What this task involves: Of the lines in the data below, write out exactly those from the one holding "pongad: Should this error?" through the one holding "I realized a", both included.
********************
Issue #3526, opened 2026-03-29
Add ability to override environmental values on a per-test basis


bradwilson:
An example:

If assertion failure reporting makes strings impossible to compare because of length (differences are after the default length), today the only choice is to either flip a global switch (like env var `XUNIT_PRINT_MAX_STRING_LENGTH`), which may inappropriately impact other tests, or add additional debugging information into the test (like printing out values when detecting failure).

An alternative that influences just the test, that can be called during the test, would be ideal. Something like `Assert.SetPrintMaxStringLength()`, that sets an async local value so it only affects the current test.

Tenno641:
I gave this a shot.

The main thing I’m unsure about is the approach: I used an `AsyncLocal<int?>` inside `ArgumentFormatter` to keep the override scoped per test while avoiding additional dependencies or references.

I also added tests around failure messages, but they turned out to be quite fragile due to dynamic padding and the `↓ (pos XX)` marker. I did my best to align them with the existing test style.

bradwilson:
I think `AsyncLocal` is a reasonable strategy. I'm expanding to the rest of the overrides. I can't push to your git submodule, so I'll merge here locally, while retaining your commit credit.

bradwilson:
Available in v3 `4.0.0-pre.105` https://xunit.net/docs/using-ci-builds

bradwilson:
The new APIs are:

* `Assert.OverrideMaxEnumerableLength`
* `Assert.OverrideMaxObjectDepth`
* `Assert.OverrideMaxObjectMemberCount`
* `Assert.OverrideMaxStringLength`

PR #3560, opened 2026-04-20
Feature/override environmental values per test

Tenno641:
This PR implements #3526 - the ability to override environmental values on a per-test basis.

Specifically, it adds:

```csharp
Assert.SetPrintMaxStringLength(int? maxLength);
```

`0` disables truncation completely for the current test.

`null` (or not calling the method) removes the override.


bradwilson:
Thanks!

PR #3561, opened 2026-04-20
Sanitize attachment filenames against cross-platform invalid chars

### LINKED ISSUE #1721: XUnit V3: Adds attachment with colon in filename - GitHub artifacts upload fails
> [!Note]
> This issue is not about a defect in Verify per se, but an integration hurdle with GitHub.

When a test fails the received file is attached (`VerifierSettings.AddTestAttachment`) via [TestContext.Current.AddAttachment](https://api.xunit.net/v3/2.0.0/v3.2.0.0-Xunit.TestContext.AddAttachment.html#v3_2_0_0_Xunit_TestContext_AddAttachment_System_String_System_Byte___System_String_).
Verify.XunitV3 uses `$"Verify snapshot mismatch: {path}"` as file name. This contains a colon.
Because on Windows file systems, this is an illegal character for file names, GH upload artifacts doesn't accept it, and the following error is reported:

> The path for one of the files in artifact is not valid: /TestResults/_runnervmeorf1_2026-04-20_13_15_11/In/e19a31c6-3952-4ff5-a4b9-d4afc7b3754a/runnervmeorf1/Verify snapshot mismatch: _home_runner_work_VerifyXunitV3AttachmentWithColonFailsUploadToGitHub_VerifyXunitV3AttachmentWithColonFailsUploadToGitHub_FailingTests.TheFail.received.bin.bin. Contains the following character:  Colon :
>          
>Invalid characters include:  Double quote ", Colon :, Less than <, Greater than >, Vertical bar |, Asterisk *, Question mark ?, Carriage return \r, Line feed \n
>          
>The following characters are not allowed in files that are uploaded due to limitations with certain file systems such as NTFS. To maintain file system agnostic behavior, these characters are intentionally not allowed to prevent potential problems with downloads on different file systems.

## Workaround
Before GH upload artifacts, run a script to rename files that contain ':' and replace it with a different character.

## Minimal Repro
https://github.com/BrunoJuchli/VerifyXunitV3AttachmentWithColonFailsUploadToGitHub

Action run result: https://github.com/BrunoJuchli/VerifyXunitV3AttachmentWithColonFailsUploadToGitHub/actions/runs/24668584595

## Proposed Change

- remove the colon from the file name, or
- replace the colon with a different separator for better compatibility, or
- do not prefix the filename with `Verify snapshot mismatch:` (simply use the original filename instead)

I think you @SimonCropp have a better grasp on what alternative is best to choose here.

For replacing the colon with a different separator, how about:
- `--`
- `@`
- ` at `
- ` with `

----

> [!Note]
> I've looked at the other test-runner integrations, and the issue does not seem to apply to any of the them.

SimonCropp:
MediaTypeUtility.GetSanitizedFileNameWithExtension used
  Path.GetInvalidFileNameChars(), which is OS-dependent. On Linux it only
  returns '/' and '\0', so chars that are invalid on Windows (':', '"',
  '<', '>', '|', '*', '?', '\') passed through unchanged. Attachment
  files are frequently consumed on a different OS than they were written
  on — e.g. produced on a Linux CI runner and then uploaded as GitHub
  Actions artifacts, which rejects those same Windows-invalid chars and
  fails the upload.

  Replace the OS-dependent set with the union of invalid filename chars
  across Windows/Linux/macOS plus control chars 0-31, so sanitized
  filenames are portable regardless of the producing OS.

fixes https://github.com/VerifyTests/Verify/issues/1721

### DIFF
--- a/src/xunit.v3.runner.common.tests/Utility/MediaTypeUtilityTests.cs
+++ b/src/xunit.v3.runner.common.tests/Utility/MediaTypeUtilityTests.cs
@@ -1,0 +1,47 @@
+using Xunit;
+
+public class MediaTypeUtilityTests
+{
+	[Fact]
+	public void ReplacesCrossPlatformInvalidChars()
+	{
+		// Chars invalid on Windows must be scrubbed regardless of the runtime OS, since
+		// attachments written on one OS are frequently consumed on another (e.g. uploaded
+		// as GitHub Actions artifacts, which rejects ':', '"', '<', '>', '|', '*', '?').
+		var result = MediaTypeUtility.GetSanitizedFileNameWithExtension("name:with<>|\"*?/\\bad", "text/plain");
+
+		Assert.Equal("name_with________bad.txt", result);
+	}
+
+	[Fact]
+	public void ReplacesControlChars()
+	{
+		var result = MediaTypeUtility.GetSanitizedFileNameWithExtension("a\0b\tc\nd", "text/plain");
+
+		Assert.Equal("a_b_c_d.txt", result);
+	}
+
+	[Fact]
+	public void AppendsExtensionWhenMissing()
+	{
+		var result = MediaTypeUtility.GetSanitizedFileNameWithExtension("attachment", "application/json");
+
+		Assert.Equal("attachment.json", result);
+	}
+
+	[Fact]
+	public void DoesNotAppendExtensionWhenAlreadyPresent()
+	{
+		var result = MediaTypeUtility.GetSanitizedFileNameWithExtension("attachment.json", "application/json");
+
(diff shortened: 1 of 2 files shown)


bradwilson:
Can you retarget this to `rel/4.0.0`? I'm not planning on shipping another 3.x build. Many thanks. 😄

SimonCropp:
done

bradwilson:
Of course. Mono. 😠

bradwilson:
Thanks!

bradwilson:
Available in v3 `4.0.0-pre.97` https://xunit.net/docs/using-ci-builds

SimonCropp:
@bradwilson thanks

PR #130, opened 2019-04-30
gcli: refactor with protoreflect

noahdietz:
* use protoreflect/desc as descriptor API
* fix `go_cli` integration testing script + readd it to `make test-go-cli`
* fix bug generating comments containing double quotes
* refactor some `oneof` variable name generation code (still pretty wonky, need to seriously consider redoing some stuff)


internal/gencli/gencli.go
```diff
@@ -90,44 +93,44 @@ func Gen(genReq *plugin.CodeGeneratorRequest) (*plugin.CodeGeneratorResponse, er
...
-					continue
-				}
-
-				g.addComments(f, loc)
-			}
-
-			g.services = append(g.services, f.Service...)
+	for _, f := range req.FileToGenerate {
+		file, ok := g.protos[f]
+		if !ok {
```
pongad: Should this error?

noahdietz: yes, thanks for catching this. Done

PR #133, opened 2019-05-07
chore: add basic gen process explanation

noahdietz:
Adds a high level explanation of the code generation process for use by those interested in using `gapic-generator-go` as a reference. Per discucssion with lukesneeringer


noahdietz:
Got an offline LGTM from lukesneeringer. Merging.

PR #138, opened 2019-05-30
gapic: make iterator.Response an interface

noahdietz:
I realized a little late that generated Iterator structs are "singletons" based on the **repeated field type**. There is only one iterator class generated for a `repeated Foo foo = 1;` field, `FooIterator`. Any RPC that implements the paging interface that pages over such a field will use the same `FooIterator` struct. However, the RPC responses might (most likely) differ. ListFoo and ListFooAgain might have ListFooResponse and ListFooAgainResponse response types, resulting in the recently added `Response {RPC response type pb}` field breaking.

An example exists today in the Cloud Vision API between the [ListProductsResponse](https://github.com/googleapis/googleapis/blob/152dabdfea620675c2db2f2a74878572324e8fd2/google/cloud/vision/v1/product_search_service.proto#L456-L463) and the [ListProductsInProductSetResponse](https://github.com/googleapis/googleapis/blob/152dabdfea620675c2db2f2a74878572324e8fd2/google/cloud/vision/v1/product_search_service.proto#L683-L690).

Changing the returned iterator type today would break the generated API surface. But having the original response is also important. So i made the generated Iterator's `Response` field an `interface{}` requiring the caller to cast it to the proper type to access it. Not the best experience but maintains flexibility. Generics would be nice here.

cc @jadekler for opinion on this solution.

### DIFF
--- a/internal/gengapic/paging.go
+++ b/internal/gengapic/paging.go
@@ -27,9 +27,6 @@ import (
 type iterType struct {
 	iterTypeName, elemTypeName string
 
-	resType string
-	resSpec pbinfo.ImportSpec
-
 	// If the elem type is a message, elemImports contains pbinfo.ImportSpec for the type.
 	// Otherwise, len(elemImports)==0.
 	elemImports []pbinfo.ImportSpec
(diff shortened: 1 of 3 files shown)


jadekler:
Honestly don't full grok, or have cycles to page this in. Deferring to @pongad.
********************
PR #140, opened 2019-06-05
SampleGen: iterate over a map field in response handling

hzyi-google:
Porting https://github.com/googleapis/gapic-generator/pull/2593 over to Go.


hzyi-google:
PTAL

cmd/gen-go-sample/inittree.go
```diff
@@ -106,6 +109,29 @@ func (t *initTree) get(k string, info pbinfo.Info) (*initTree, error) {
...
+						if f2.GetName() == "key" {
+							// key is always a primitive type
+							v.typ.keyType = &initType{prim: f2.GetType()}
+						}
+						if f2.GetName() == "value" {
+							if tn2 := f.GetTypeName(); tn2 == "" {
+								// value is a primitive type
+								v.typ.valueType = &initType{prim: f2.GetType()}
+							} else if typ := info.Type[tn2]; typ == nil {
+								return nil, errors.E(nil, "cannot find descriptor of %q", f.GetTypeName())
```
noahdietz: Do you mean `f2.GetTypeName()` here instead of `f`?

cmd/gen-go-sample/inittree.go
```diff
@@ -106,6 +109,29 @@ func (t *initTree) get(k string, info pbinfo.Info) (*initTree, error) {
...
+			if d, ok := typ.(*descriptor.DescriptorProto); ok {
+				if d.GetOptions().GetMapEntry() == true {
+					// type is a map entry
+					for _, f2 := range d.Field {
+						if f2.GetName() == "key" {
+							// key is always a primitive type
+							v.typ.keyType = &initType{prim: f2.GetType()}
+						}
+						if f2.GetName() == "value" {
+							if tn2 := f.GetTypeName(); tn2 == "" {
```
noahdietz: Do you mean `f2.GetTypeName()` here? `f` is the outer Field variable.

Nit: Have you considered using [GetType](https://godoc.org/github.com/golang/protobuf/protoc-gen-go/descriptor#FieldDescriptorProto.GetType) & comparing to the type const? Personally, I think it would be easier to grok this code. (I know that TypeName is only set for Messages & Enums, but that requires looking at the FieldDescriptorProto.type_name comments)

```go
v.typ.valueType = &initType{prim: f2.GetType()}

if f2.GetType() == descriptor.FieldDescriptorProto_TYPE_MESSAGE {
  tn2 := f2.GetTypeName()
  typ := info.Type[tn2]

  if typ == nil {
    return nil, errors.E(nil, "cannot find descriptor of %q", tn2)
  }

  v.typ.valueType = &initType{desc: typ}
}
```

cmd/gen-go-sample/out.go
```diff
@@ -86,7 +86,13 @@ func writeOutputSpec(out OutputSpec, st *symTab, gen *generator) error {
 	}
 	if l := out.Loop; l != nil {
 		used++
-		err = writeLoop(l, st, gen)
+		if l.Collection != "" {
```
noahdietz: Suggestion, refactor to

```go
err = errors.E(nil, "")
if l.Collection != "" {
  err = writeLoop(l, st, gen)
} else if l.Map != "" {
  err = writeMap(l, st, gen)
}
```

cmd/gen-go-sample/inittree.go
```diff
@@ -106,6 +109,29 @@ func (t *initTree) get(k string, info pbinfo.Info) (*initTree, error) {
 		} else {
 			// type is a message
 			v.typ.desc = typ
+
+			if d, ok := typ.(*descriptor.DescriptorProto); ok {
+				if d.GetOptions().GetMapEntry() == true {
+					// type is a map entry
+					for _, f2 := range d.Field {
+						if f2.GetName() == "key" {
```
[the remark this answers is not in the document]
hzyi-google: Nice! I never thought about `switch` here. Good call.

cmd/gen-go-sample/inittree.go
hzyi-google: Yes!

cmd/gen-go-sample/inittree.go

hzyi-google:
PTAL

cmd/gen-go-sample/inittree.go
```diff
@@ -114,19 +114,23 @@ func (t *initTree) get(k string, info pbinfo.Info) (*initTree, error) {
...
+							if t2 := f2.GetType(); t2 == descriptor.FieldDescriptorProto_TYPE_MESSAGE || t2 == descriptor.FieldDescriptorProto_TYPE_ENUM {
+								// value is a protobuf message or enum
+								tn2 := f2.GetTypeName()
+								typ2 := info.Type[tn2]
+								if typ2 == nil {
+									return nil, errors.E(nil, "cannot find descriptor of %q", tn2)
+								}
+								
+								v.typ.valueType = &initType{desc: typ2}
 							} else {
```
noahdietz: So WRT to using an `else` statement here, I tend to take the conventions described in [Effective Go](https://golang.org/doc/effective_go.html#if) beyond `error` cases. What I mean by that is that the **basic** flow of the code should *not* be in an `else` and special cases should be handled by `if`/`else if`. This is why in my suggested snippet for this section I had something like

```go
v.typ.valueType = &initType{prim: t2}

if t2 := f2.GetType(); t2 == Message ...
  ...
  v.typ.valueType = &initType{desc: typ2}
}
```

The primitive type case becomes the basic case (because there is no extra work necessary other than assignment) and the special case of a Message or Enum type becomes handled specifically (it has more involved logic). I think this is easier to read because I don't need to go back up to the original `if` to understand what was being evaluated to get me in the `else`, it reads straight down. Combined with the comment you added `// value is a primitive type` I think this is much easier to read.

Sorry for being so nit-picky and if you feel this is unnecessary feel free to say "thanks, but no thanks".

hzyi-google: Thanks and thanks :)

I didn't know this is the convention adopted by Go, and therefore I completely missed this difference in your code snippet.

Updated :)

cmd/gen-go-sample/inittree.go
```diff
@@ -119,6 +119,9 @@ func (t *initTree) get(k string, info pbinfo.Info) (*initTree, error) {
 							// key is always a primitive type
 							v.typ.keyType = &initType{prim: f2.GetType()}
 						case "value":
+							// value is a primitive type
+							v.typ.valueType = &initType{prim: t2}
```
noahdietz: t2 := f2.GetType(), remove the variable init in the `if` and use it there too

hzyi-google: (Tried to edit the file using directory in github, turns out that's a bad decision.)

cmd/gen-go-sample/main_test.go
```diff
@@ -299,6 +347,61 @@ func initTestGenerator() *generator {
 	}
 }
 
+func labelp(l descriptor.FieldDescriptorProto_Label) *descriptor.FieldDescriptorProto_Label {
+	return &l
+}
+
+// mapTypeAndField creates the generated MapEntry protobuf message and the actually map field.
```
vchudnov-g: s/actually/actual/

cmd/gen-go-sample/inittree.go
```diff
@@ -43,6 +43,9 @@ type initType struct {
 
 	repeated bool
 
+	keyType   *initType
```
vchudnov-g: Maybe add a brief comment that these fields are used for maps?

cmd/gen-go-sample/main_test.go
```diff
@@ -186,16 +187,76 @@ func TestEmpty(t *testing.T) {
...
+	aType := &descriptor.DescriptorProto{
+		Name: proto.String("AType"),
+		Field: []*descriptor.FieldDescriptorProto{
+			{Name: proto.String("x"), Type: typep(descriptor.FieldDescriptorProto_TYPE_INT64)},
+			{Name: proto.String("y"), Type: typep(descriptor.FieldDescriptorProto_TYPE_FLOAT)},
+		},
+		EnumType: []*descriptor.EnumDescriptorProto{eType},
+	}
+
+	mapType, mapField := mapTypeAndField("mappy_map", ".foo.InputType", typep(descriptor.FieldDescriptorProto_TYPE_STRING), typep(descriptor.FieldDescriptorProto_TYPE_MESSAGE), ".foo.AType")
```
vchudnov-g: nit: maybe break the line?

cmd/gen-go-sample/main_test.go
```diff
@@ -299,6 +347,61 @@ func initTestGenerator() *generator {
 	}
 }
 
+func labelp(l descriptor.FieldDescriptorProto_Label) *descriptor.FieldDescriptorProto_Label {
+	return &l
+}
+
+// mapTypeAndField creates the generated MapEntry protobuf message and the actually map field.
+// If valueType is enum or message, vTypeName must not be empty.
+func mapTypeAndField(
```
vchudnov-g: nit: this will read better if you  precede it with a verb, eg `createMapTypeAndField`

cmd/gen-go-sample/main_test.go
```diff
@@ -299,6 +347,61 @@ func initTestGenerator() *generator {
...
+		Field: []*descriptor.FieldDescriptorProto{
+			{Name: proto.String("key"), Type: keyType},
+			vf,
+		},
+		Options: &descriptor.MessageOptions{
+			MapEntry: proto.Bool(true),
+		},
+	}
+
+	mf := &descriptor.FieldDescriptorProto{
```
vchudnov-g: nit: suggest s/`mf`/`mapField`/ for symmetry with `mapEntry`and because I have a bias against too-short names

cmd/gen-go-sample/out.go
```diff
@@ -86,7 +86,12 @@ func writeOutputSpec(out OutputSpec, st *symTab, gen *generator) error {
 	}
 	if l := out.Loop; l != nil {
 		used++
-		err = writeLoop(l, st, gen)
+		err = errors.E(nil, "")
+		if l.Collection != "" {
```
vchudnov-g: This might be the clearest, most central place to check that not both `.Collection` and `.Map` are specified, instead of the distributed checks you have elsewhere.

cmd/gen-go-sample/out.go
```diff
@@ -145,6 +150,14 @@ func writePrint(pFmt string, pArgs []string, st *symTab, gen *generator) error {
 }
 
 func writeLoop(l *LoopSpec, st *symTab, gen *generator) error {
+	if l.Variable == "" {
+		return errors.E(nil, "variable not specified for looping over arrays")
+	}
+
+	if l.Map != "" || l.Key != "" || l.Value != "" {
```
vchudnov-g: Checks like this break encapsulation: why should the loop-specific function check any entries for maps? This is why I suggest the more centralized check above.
********************
Written response:
pongad: Should this error?

noahdietz: yes, thanks for catching this. Done

PR #133, opened 2019-05-07
chore: add basic gen process explanation

noahdietz:
Adds a high level explanation of the code generation process for use by those interested in using `gapic-generator-go` as a reference. Per discucssion with lukesneeringer


noahdietz:
Got an offline LGTM from lukesneeringer. Merging.

PR #138, opened 2019-05-30
gapic: make iterator.Response an interface

noahdietz:
I realized a little late that generated Iterator structs are "singletons" based on the **repeated field type**. There is only one iterator class generated for a `repeated Foo foo = 1;` field, `FooIterator`. Any RPC that implements the paging interface that pages over such a field will use the same `FooIterator` struct. However, the RPC responses might (most likely) differ. ListFoo and ListFooAgain might have ListFooResponse and ListFooAgainResponse response types, resulting in the recently added `Response {RPC response type pb}` field breaking.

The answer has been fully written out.